Records from a dataset

######

PR #480, opened 2023-10-13
Native App Integration tests

sfc-gh-cgorrie:
### Pre-review checklist

### Changes description
- Adds integration tests for Native Applications
- Allows setting `SNOWFLAKE_CONNECTIONS_INTEGRATION_HOST`, but also leaving it blank
- widened types from `dict[str, str]` to `dict[str, Any]` for cursors being compared in integration tests (can return e.g. numbers back)
- centralize test projects in `tests/test_data/projects`

### TODO
- [x] get template repository open-sourced
- [x] re-enable init test


tests/project/integration/app/setup.sql
```diff
@@ -0,0 +1,19 @@
+create application role app_public;
+create or alter versioned schema core;
+
+    create or replace procedure core.echo(inp varchar)
```
sfc-gh-bdufour, line 4: is the indentation here intentional?

tests_integration/test_nativeapp.py
```diff
@@ -0,0 +1,149 @@
...
+def pushd(dir: Path):
+    cwd = os.getcwd()
+    os.chdir(dir)
+    try:
+        yield dir
+    finally:
+        os.chdir(cwd)
+
+
+@pytest.mark.skip
```
sfc-gh-bdufour, line 31: ?

tests/project/integration/app/README.md
```diff
@@ -0,0 +1,3 @@
+# README
+
+This is the app/README.md file.
```
sfc-gh-bdufour, line 3: nit: consider saying this is a simple native app used for integ tests or something like that

tests/project/integration/app/setup.sql
sfc-gh-cgorrie: Yep, it's my preferred way of making the different sections in a large setup script easy to read (each schema is a section).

######

EXERCISE:
Write the data out again. Match it word for word.

REPLY:
PR #480, opened 2023-10-13
Native App Integration tests

sfc-gh-cgorrie:
### Pre-review checklist

### Changes description
- Adds integration tests for Native Applications
- Allows setting `SNOWFLAKE_CONNECTIONS_INTEGRATION_HOST`, but also leaving it blank
- widened types from `dict[str, str]` to `dict[str, Any]` for cursors being compared in integration tests (can return e.g. numbers back)
- centralize test projects in `tests/test_data/projects`

### TODO
- [x] get template repository open-sourced
- [x] re-enable init test


tests/project/integration/app/setup.sql
```diff
@@ -0,0 +1,19 @@
+create application role app_public;
+create or alter versioned schema core;
+
+    create or replace procedure core.echo(inp varchar)
```
sfc-gh-bdufour, line 4: is the indentation here intentional?

tests_integration/test_nativeapp.py
```diff
@@ -0,0 +1,149 @@
...
+def pushd(dir: Path):
+    cwd = os.getcwd()
+    os.chdir(dir)
+    try:
+        yield dir
+    finally:
+        os.chdir(cwd)
+
+
+@pytest.mark.skip
```
sfc-gh-bdufour, line 31: ?

tests/project/integration/app/README.md
```diff
@@ -0,0 +1,3 @@
+# README
+
+This is the app/README.md file.
```
sfc-gh-bdufour, line 3: nit: consider saying this is a simple native app used for integ tests or something like that

tests/project/integration/app/setup.sql
sfc-gh-cgorrie: Yep, it's my preferred way of making the different sections in a large setup script easy to read (each schema is a section).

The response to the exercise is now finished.